#### [EXERCISE]
Restate word for word every line from the top of the data below down through the line that holds "--- a/src/__tests__/CompareResults/OverTimeResultsView.test.tsx".

#### [EXERCISE MATERIALS]
════════════════════

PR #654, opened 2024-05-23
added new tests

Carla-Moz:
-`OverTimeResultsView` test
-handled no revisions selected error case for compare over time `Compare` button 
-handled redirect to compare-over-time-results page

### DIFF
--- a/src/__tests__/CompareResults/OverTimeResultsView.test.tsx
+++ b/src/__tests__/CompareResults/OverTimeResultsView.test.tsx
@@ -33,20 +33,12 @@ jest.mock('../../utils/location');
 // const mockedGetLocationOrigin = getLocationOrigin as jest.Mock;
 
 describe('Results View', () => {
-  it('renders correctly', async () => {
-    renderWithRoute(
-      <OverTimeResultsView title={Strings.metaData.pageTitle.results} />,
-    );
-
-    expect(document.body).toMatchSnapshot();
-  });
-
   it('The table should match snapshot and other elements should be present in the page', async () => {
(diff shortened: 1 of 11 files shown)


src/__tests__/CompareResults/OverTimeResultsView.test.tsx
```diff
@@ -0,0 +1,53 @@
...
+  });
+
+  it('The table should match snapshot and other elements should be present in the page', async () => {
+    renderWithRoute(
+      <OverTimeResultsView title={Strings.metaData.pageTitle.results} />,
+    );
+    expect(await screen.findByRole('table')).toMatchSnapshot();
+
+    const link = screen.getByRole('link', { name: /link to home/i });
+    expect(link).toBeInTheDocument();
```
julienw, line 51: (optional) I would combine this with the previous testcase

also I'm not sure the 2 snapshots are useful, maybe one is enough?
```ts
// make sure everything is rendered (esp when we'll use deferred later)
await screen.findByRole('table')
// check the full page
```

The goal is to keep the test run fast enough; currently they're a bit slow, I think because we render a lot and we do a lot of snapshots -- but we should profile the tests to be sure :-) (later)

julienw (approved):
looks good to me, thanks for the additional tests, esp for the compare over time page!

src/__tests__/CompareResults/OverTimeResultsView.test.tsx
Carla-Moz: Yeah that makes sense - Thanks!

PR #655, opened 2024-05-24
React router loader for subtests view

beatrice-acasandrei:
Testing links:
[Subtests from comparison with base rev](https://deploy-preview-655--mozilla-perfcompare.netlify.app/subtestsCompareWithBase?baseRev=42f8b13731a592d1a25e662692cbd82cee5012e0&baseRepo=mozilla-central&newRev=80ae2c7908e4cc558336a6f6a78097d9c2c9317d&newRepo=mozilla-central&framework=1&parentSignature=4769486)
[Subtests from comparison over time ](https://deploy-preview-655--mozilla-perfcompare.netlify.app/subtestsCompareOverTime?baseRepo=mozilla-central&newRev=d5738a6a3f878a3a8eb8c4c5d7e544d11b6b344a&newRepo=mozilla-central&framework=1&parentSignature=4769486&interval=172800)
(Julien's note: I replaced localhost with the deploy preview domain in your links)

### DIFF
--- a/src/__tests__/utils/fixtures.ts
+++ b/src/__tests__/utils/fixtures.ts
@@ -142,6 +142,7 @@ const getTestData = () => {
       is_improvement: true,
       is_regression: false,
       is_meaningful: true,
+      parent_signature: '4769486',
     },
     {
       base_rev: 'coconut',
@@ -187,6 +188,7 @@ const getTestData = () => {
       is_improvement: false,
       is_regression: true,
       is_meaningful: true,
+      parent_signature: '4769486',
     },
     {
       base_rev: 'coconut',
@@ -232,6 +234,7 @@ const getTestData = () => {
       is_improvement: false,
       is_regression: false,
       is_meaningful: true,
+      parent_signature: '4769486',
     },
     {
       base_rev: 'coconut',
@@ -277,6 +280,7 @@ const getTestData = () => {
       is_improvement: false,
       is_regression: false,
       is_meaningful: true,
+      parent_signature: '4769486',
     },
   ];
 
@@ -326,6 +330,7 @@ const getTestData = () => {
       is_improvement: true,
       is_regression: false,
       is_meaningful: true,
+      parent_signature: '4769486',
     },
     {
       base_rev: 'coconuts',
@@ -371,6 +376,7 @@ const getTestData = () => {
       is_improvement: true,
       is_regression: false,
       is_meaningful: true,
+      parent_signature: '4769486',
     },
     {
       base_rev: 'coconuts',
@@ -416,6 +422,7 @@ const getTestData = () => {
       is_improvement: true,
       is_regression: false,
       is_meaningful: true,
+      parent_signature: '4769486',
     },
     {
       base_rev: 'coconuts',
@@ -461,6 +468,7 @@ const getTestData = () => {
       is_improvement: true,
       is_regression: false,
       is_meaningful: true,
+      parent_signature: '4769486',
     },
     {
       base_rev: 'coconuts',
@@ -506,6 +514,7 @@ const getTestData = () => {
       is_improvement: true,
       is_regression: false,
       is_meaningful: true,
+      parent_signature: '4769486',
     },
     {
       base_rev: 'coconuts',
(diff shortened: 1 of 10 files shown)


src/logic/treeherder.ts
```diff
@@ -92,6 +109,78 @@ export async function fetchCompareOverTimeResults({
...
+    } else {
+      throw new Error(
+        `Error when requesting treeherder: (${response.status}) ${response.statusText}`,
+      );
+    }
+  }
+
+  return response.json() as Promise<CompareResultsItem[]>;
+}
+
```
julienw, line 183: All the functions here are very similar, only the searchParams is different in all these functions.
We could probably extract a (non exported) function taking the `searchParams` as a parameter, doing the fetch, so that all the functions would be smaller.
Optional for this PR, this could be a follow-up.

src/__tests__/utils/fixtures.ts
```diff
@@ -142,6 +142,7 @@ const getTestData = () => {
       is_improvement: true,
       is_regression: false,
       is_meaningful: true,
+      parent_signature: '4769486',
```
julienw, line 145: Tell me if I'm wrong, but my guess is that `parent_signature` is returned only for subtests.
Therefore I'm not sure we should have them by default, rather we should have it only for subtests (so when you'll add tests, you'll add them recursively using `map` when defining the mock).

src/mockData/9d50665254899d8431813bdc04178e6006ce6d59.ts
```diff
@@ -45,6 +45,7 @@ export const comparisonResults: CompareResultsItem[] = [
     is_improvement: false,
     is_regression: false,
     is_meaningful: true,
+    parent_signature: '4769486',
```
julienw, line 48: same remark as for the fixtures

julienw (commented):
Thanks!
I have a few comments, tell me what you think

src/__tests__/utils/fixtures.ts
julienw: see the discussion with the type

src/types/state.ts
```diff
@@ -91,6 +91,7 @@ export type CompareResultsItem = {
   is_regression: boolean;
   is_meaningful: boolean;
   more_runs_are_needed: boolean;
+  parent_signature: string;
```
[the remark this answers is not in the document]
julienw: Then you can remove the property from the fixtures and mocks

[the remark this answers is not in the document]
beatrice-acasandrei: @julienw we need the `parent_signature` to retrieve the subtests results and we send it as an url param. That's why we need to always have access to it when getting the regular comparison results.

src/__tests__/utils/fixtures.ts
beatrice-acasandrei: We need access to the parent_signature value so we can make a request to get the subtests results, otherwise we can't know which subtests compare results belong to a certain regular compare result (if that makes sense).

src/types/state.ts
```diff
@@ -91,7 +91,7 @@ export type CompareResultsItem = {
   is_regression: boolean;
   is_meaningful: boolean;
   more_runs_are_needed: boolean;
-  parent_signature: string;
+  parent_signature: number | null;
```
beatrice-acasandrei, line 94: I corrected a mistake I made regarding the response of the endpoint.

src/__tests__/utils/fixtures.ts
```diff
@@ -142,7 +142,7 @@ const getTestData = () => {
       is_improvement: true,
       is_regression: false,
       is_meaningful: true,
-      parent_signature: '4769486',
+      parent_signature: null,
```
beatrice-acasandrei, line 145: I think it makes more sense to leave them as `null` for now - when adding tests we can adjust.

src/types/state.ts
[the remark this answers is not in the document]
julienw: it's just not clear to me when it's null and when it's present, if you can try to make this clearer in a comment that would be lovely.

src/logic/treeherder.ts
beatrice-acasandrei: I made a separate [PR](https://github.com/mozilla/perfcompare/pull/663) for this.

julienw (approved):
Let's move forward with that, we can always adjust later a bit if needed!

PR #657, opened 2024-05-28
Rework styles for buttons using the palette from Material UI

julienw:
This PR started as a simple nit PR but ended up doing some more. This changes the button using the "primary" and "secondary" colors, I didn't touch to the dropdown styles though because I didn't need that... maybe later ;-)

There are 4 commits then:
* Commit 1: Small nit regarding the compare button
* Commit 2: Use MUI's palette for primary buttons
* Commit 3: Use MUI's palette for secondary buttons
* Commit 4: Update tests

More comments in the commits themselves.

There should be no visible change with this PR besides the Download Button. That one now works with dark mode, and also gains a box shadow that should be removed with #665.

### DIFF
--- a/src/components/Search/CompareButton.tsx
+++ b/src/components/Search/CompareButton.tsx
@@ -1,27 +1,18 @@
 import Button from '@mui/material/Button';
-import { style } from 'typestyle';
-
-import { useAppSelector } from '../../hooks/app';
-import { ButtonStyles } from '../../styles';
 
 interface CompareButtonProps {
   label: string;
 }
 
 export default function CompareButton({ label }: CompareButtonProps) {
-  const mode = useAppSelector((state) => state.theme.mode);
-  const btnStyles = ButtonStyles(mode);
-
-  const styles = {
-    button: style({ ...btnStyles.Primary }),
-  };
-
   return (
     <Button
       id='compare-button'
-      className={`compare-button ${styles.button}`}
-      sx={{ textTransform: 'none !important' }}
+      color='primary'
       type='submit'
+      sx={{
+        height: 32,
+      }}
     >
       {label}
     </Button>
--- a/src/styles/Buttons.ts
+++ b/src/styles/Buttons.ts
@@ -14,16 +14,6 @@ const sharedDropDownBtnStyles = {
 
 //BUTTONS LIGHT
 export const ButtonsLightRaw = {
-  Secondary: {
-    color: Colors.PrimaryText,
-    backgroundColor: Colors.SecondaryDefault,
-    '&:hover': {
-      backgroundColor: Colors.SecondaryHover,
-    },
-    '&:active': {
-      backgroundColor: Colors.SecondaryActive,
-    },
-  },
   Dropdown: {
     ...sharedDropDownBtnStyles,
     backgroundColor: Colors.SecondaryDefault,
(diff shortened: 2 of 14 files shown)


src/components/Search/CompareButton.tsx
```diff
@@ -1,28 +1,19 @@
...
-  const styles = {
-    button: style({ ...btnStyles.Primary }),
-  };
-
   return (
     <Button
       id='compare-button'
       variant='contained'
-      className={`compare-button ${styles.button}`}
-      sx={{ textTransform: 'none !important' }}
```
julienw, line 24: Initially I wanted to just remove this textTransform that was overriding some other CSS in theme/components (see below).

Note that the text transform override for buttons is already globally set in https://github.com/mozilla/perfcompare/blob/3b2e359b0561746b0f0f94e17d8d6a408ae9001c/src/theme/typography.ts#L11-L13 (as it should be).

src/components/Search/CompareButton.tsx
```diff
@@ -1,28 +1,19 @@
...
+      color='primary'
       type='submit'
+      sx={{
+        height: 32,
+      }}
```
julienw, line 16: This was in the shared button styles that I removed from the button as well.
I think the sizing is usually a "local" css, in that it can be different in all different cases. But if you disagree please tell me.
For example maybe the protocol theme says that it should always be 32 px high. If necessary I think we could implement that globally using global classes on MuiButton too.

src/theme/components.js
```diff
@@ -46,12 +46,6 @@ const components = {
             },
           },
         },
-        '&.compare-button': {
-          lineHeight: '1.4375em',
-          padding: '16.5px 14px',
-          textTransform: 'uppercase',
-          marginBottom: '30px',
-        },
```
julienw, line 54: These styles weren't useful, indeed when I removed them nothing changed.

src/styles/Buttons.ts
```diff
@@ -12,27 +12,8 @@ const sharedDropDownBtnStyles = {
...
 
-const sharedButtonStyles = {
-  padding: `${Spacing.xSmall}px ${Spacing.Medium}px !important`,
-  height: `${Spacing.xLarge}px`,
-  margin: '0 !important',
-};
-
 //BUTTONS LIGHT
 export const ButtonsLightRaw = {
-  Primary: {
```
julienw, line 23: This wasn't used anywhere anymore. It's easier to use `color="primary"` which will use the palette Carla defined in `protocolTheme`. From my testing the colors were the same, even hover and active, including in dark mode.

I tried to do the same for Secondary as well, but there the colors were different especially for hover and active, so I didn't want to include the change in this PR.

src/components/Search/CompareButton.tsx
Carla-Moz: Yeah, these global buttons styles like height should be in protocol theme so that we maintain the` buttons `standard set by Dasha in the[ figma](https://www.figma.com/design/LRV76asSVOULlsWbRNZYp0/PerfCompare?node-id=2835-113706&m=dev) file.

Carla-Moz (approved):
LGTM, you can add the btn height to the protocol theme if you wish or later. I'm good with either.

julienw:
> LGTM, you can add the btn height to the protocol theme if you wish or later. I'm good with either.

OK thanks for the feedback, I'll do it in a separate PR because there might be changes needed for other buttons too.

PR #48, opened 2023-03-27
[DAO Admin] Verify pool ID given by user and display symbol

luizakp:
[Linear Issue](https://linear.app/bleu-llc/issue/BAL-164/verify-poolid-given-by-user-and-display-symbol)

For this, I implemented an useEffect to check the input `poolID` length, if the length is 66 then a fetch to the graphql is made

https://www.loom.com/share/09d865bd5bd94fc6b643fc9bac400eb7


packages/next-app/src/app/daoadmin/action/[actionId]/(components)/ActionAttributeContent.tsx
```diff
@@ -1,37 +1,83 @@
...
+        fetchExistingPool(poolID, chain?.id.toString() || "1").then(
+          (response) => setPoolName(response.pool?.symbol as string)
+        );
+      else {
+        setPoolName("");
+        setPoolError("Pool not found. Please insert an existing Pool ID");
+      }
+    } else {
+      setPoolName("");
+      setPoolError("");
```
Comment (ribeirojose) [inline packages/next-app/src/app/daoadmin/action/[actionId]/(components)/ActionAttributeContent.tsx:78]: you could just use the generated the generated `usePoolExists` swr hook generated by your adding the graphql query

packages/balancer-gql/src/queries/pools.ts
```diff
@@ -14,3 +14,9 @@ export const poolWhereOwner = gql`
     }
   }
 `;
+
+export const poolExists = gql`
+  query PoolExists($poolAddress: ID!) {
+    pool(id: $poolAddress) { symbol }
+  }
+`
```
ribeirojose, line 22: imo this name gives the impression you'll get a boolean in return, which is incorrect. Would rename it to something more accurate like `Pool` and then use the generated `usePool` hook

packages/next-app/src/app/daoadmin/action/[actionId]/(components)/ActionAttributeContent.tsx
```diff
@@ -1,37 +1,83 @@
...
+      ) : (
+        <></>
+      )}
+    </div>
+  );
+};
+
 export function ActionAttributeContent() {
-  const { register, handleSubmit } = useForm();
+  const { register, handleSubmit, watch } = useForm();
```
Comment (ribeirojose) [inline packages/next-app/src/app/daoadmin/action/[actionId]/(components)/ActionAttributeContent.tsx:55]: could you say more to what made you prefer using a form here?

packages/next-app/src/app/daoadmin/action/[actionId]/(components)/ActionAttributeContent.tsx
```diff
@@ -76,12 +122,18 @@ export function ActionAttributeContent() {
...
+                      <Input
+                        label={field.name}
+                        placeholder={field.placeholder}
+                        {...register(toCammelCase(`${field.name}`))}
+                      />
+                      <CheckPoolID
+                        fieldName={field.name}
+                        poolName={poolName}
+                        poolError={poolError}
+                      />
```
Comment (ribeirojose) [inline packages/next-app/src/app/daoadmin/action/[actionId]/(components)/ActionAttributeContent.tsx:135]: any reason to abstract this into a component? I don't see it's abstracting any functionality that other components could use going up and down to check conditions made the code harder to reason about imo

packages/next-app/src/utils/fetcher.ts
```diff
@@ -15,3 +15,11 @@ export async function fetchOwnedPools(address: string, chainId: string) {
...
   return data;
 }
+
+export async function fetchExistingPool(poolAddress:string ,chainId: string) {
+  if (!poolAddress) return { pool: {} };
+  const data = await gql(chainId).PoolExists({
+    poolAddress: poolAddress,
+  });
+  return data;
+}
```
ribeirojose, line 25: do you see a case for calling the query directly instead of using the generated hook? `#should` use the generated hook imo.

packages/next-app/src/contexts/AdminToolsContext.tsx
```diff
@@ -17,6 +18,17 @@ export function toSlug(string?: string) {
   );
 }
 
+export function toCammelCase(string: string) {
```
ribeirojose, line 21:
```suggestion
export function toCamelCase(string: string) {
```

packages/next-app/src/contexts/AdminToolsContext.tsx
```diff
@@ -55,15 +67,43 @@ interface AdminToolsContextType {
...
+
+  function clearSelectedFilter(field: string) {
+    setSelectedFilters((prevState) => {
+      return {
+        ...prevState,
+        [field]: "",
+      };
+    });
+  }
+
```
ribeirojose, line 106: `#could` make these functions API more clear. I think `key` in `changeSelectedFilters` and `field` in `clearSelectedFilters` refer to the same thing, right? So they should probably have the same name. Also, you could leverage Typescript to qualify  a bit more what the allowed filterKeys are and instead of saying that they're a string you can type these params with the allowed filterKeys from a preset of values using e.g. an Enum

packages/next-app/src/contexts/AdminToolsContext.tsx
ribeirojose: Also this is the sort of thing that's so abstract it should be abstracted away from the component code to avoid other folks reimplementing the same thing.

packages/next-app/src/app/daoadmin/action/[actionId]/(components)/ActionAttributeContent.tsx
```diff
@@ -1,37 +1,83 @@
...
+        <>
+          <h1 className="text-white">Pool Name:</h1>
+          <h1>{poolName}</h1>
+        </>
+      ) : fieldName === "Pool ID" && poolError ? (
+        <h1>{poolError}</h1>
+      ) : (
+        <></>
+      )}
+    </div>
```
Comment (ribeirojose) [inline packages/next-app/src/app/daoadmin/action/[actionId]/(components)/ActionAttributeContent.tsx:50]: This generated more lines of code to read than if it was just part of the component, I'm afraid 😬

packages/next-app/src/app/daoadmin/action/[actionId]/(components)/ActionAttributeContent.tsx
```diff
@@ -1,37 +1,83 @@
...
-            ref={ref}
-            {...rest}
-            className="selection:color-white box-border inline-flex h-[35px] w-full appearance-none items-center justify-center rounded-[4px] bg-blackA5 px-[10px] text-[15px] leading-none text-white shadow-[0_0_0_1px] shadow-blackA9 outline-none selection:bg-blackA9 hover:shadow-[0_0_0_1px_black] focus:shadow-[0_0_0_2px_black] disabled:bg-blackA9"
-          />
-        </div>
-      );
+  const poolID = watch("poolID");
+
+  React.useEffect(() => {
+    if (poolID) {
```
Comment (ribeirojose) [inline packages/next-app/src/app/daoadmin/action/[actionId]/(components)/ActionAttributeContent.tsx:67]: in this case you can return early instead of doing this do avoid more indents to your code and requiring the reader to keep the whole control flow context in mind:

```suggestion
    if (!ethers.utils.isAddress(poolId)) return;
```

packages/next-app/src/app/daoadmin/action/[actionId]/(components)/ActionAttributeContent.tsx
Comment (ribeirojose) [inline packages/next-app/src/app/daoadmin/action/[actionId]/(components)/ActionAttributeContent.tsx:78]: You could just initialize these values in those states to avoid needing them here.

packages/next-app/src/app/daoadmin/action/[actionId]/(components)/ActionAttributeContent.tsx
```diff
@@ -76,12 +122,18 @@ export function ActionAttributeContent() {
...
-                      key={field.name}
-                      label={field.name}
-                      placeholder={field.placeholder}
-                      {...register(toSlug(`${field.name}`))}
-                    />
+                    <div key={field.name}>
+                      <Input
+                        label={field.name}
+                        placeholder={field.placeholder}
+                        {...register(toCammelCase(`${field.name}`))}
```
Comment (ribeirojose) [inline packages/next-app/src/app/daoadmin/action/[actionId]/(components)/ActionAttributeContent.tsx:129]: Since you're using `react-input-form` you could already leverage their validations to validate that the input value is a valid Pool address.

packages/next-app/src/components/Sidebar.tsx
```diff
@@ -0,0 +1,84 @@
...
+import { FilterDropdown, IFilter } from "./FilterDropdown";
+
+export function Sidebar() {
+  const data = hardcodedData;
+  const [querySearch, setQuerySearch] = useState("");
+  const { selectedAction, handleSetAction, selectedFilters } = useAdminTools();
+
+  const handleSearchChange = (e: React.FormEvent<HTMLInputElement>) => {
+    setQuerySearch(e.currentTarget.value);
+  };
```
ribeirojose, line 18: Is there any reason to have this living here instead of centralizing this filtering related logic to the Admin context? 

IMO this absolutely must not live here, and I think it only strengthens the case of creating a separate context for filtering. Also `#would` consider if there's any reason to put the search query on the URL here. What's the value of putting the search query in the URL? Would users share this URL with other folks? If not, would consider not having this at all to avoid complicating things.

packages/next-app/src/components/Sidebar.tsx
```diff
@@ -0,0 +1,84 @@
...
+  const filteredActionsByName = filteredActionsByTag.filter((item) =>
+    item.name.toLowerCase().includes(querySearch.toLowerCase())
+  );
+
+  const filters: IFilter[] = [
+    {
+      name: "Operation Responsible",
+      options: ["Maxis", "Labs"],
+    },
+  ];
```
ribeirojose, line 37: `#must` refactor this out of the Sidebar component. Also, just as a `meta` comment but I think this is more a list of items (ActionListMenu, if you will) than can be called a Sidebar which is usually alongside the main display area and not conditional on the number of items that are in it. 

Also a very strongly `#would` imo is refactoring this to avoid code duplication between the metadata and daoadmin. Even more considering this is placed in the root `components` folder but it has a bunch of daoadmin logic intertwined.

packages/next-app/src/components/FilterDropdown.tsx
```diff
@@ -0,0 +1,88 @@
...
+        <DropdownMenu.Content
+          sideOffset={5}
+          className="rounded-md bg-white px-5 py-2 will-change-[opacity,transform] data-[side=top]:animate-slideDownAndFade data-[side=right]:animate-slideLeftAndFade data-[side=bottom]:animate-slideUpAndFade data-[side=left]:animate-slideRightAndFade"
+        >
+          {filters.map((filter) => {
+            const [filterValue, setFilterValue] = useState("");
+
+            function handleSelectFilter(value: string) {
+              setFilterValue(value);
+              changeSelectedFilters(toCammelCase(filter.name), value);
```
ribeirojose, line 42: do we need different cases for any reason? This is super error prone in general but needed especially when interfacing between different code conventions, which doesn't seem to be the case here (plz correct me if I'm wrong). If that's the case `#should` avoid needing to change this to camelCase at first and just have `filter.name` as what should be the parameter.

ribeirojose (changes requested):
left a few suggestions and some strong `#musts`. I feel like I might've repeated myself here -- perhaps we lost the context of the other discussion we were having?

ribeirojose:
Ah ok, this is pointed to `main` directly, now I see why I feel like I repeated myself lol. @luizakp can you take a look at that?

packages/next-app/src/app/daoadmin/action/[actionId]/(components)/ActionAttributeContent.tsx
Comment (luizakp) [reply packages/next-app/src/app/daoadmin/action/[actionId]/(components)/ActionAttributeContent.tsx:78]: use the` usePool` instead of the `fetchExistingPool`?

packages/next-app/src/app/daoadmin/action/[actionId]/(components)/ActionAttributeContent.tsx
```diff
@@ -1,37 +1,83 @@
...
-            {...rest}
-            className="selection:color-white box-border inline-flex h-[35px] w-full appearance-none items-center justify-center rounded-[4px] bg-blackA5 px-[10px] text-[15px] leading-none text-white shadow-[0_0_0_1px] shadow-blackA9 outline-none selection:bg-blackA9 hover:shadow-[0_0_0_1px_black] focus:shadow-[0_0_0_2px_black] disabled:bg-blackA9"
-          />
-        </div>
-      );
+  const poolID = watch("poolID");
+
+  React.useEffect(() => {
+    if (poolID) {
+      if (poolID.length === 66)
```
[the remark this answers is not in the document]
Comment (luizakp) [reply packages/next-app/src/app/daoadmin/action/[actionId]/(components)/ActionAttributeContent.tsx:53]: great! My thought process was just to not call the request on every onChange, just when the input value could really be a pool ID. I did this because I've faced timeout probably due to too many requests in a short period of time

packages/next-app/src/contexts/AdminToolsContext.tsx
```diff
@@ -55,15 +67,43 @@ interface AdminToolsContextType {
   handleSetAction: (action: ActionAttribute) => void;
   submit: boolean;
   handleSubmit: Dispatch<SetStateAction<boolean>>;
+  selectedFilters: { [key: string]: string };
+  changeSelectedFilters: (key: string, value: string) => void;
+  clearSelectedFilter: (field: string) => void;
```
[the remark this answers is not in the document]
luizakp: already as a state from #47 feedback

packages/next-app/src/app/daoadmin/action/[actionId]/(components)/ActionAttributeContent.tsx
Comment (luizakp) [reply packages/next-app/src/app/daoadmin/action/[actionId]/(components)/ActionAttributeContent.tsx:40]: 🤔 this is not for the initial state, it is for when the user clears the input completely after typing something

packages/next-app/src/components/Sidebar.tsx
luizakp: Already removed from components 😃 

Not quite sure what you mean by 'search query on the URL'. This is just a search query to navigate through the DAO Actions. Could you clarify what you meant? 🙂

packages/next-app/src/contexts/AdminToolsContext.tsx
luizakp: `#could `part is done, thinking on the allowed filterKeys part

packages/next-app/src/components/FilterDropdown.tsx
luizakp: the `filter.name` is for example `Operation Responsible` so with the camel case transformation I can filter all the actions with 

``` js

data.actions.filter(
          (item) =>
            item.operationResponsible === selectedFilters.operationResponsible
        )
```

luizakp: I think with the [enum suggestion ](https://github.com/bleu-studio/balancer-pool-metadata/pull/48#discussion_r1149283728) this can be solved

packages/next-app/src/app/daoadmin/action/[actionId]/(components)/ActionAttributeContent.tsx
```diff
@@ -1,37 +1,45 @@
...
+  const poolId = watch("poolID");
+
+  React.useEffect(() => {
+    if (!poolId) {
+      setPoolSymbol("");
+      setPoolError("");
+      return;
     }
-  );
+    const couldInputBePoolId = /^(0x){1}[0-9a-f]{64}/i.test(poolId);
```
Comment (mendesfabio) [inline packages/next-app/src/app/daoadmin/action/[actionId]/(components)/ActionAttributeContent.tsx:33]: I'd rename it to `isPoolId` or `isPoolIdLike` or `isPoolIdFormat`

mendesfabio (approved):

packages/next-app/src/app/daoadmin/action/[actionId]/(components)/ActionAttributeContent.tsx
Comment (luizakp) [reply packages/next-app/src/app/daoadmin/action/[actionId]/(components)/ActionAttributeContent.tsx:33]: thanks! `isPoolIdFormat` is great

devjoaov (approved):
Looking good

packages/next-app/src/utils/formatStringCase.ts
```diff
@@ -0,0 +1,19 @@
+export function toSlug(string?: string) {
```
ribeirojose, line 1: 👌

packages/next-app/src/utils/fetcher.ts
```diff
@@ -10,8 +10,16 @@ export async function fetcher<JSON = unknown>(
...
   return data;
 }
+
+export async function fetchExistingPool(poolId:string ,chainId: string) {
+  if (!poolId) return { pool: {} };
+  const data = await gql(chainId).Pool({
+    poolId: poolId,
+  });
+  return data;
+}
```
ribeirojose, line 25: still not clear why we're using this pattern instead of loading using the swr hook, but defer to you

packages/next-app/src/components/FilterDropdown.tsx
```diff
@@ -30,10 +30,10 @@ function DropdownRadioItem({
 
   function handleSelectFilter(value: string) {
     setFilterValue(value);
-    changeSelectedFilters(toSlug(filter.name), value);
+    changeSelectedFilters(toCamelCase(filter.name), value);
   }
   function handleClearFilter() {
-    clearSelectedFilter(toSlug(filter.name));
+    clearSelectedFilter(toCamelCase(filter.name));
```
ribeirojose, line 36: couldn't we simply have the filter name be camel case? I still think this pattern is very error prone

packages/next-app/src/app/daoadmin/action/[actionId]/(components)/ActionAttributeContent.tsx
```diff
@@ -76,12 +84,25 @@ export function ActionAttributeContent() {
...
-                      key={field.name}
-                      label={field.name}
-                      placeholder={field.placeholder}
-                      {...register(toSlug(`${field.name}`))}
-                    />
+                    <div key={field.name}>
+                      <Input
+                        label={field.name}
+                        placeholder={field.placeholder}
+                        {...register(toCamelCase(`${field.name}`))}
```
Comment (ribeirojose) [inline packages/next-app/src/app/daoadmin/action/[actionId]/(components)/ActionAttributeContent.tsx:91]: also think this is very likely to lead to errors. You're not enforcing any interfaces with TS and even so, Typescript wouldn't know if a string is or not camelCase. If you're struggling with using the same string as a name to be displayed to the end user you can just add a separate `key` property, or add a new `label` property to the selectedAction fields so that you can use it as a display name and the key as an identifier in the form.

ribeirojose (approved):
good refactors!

════════════════════

#### [SOLUTION TO THIS EXERCISE]
PR #654, opened 2024-05-23
added new tests

Carla-Moz:
-`OverTimeResultsView` test
-handled no revisions selected error case for compare over time `Compare` button 
-handled redirect to compare-over-time-results page

### DIFF
--- a/src/__tests__/CompareResults/OverTimeResultsView.test.tsx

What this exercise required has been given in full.